The functional assessment of clinically observed variants is nothing new. However, this has generally been retrospective: for instance, the functional characterization of alleles that have already been observed in one or more patients. The recent emergence of massively parallel approaches for dense mutagenesis and the functional analysis of specific sequences [7] may enable a different paradigm, in which all possible variants of a clinically relevant gene are functionally tested in advance of ever having been observed in a patient. Provided that the results of the functional assay correlate with clinical consequences, such 'pre-computed' interpretations could then be used in the very first instance in which the variant was observed in the clinic, thereby eliminating or minimizing VUS reports in that gene.
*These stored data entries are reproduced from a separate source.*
PR #810, opened 2023-10-05
refactor(monorepo): moving the library over to a monorepo structure

erunion:
## 🧰 Changes

We've got a lot of OpenAPI tooling in various separate repositories and as most, if not all, of them depend on `oas` for core functionality it's been a real beast to try to keep them all up to date as we adopt ESM in `oas`. It would be a lot easier if they were all under the same roof so this is the first step towards that.

I'll follow this PR up with more to move other libraries over into this new monorepo structure.


package.json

Third, the functional characterization of variants observed in patients can prove useful for the implication of a gene or locus in disease. However, it is important to be cautious about how such data are used and interpreted [6]. For example, it is often the case that a variant or mutation will highlight a reasonable candidate gene, but no 'second family' is available, motivating experimental characterization of the allele and/or gene to provide supporting evidence. But given the 'narrative potential' [8] of any given gene, as well as the non-trivial probability that a candidate mutation will be functional at the molecular level but not causal for the phenotype being investigated, the bar must be set extremely high for declaring success. It is far preferable that genes are implicated on the basis of genetic analysis alone, or that experimental information be used in a statistically rigorous fashion to boost discovery power in the first place; for example, to stratify genes [9] or variants [10] into subsets in which the strength of association correlates with molecular functionality.
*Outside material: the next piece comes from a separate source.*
PR #811, opened 2023-10-05
refactor: migrate oas libraries of ours into this new monorepo

erunion:
## 🧰 Changes

This migrates the following libraries into the new monorepo structure that I've started with https://github.com/readmeio/oas/pull/810:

Fourth, although genomics provides a systematic, genome-wide means of identifying a gene or genes in which variation contributes to the pathophysiology of a given disease, understanding the role of these gene(s) inevitably requires experiments. This is ostensibly a task for biologists rather than geneticists; however, geneticists bear some degree of responsibility for ensuring that the story does not end with genetics and, as such, there should be no barriers against geneticists delving deeply into the biology of gene mechanisms. Furthermore, the number of genes implicated by genetic approaches in human phenotypes but whose biological function remains poorly understood is easily in the thousands. The armamentarium of genomic approaches for observational (for example, transcriptional profiling) and perturbational (for example, genome-wide knockdown or knockout screens) experiments may represent useful approaches for advancing our fundamental understanding of the biological role(s) of implicated genes in a scalable fashion.
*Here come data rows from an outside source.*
PR #813, opened 2023-10-05
refactor: consolidating our ts and tsup configs

erunion:
## 🧰 Changes

Consolidates our many TS and `tsup` configs across these new packages.

I've also added a root `attw` script that we can run to run [attw](https://arethetypeswrong.github.io/) across every package.

### DIFF
--- a/packages/oas-extensions/tsconfig.json
+++ b/packages/oas-extensions/tsconfig.json
@@ -1,14 +1,8 @@
 {
+  "extends": "../../tsconfig.base.json",
   "compilerOptions": {
-    "allowJs": true,
     "baseUrl": "./src/",
-    "declaration": true,
-    "esModuleInterop": true,
-    "module": "ESNext",
-    "moduleResolution": "bundler",
-    "noImplicitAny": true,
-    "outDir": "./dist",
-    "target": "ES2020"
+    "outDir": "./dist"
   },
   "include": ["./src/**/*"]
 }
--- a/packages/oas-extensions/tsconfig.json
+++ b/packages/oas-extensions/tsconfig.json
@@ -1,8 +1,4 @@
 {
   "extends": "../../tsconfig.base.json",
-  "compilerOptions": {
-    "baseUrl": "./src/",
-    "outDir": "./dist"
-  },
   "include": ["./src/**/*"]
 }
--- a/packages/oas-extensions/tsconfig.json
+++ b/packages/oas-extensions/tsconfig.json
@@ -1,4 +1,5 @@
 {
   "extends": "../../tsconfig.base.json",
-  "include": ["./src/**/*"]
+  "include": ["./src/**/*"],
+  "exclude": ["dist"]
 }
--- a/packages/oas-normalize/tsconfig.json
+++ b/packages/oas-normalize/tsconfig.json
@@ -2,7 +2,8 @@
   "extends": "../../tsconfig.base.json",
   "compilerOptions": {
     // DOM is needed because `oas-normalize` uses `fetch`.
-    "lib": ["DOM"]
+    "lib": ["DOM"],
   },
-  "include": ["./src/**/*"]
+  "include": ["./src/**/*"],
+  "exclude": ["dist"]
 }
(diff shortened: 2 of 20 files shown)


kanadgupta:
`attw` isn't running in our linting right? I don't see it in our dev-deps or anything!

erunion:
Yeah `attw` isn't running anywhere, just setting it up for us to run manually on our machines right now. Want to build it into the linting step at some point but the Node10 resolution stuff throws a hard exit on the process so it'll be tough to build a status check around.

tsconfig.base.json
```diff
@@ -0,0 +1,12 @@
+{
+  "compilerOptions": {
+    "allowJs": true,
+    "declaration": true,
+    "esModuleInterop": true,
+    "lib": ["ES2023"],
+    "module": "ESNext",
+    "moduleResolution": "Bundler",
+    "noImplicitAny": true,
+    "target": "ES2020"
```
kanadgupta, line 10: someday 🥺

```suggestion
    "strict": true,
    "target": "ES2020"
```

kanadgupta:
> but the Node10 resolution stuff throws a hard exit on the process so it'll be tough to build a status check around

yeah I've noticed that and have been thinking of creating a feature request in the ATTW repo

packages/oas/tsconfig.json
```diff
@@ -1,15 +1,9 @@
 {
+  "extends": "../../tsconfig.base.json",
   "compilerOptions": {
-    "allowJs": true,
     "baseUrl": "./src/",
-    "declaration": true,
-    "esModuleInterop": true,
     "lib": ["ES2023"],
```
kanadgupta, line 5: looks like we already have this in the base config:

```suggestion
```

packages/oas-extensions/tsconfig.json
```diff
@@ -1,14 +1,8 @@
 {
+  "extends": "../../tsconfig.base.json",
   "compilerOptions": {
-    "allowJs": true,
     "baseUrl": "./src/",
```
kanadgupta, line 4: it looks like all of these have the same `baseUrl`, should we move that to the base config?

packages/oas-normalize/tsconfig.json
```diff
@@ -1,17 +1,12 @@
 {
+  "extends": "../../tsconfig.base.json",
   "compilerOptions": {
-    "allowJs": true,
     "baseUrl": "./src",
-    "declaration": true,
-    "esModuleInterop": true,
-    "module": "ESNext",
-    "moduleResolution": "bundler",
+    "lib": ["DOM"],
```
kanadgupta, line 5: could we stick with the base `lib` value? why does this library need DOM APIs?

```suggestion
```

packages/oas-to-har/tsconfig.json
```diff
@@ -1,17 +1,10 @@
 {
+  "extends": "../../tsconfig.base.json",
   "compilerOptions": {
-    "allowJs": true,
     "baseUrl": "./src",
-    "declaration": true,
     "downlevelIteration": true,
-    "esModuleInterop": true,
     "lib": ["DOM", "ES2020"],
```
kanadgupta, line 6: could we stick with the base `lib` value? why does this library need DOM APIs?

```suggestion
```

tsconfig.base.json
```diff
@@ -0,0 +1,12 @@
+{
+  "compilerOptions": {
+    "allowJs": true,
```
kanadgupta, line 3: also your call on this but I've been using this as a handy reference lately: https://www.totaltypescript.com/tsconfig-cheat-sheet#building-for-a-library-in-a-monorepo

and it recommends adding the following options in monorepos:

```suggestion
    "allowJs": true,
    "composite": true,
    "sourceMap": true,
    "declarationMap": true
```

packages/oas-normalize/tsconfig.json
erunion: `oas-normalize` uses `fetch` which only exists in `DOM`.

packages/oas-extensions/tsconfig.json
erunion: Moving these to the base config makes TS think that our base URL for the source is `./src` not `packages/*/src`.

kanadgupta: huh, I got it working here: https://github.com/readmeio/api/pull/733/files#diff-0b280a445be167f54cd916c0718c952b8e0d4ca9621903d05eec25efd4c6ed6d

In summary, to shed further light on the plethora of established gene discoveries and locus associations, the onus is on geneticists to take the next steps. A strength of forward genetic approaches for gene finding has been that they are systematic or 'hypothesis free' that is, all genes are a priori equally likely candidates at the outset of a study. This principle has served our field enormously well, as it provides the freedom to make discoveries in expected corners [11]. Although particular genes and variants will of course require systems of experimental analysis that are specific to the contexts and manner in which they function, it may nonetheless prove powerful to carry this general philosophy forward where possible; for example, genome-wide screens for genetic or physical interactions, building distributions of variant effect sizes, and so on.

A foundational goal of human genetics may be to unravel the genetic basis of human disease, but the ultimate impact of our field will be measured by whether and how this knowledge is put to use. Furthermore, gene finding is a finite exercise, or at least subject to the law of diminishing returns. Although the day when the apples get too high to reach may still be in the future, we should not lose sight of the fact that the ground is already littered with apples. We must get going on carrying these discoveries forward, lest we get buried in our own success.